What you should do =
Only the number is wanted: how many lines of the listing below contain "search"?

Content starts

Issue #2340, opened 2025-09-19
MariaDB Vector DocumentStore Integration for Haystack


UmaisMu:
Title: RFC: MariaDB Vector DocumentStore Integration for Haystack

##Summary
I'm participating in the MariaDB Python Hackathon and planning to build a MariaDB Vector DocumentStore integration for Haystack 2.x. I'd appreciate feedback from the community.

## Background
- MariaDB 11.7+ now supports vector operations with VECTOR datatype and HNSW indexing
- Currently no Haystack DocumentStore implementation exists for MariaDB
- This would complete MariaDB's AI framework ecosystem alongside existing LangChain/LlamaIndex integrations

## Proposed Implementation
- Full DocumentStore protocol compliance (write_documents, filter_documents, delete_documents, count_documents)
- Vector similarity search using MariaDB's VEC_DISTANCE functions
- Metadata filtering combining SQL queries with vector search
- Production-ready features: connection pooling, error handling, batch operations

## Questions for Community
1. Would this integration be valuable for Haystack users?
2. Any specific implementation requirements or preferences?
3. Should this be part of haystack-integrations or separate package?
4. Any guidance on testing or documentation standards?

## Timeline
October 2025 development as part of MariaDB hackathon, targeting production-ready PyPI package.

Looking forward to your thoughts and guidance!

ShubhamGond105:
Hi @julian-risch ,
I'd like to take this up. I noticed @GunaPalanivel  expressed interest in March but no PR has been opened yet. I plan to follow the same approach — scaffold with python scripts/create_new_integration.py --name mariadb --type document_stores, model it after pgvector, and use MariaDB's VEC_DISTANCE and MHNSW indexing. I'll open a draft PR within the week.
Please let me know if this is still available!

ShubhamGond105:
Hi @julian-risch 
I've already the implementation and pushed an initial scaffold + document store skeleton to my fork:
https://github.com/ShubhamGond105/haystack-core-integrations/tree/feature/mariadb-document-store

My approach:
Modeled after the AlloyDB integration (same SQL + vector pattern, just merged into upstream)
Using mariadb Python connector with lazy connection and reconnect handling
VECTOR datatype with MHNSW index for vector similarity search
VEC_DISTANCE_COSINE and VEC_DISTANCE_EUCLIDEAN for similarity functions
JSON metadata (vs JSONB in PostgreSQL)

[...]

PR #3565, opened 2026-07-08
Add MariaDB Vector DocumentStore integration

SyedShahmeerAli12:
## Summary

Part of #2340

Implements a complete MariaDB document store integration using MariaDB 11.7+ native `VECTOR` support.

- `MariaDBDocumentStore`  full DocumentStore protocol (`write_documents`, `filter_documents`, `delete_documents`, `count_documents`)
- Vector similarity search using `VEC_DISTANCE_COSINE` / `VEC_DISTANCE_EUCLIDEAN` with `MHNSW` indexing
- Full-text keyword search via `MATCH ... AGAINST (IN NATURAL LANGUAGE MODE)` on a `FULLTEXT` index
- Haystack metadata filtering converted to `JSON_UNQUOTE(JSON_EXTRACT(...))` SQL expressions with parameterized queries
- `MariaDBEmbeddingRetriever` and `MariaDBKeywordRetriever` with `FilterPolicy` support
- `DuplicatePolicy` support: `FAIL` (INSERT), `OVERWRITE` (upsert via `ON DUPLICATE KEY UPDATE`), `SKIP` (`INSERT IGNORE`)
- Lazy connection with reconnect on ping failure

## Tests

80 tests total  all passing:
- 68 unit tests (mocked DB, no external dependency)
- 12 integration tests verified against a real **MariaDB 11.7** Docker container

## CI

Added `.github/workflows/mariadb.yml` with a MariaDB 11.7 service container, matching the pattern used by `pgvector`.

## How to run locally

Content ends

Exercise result =
5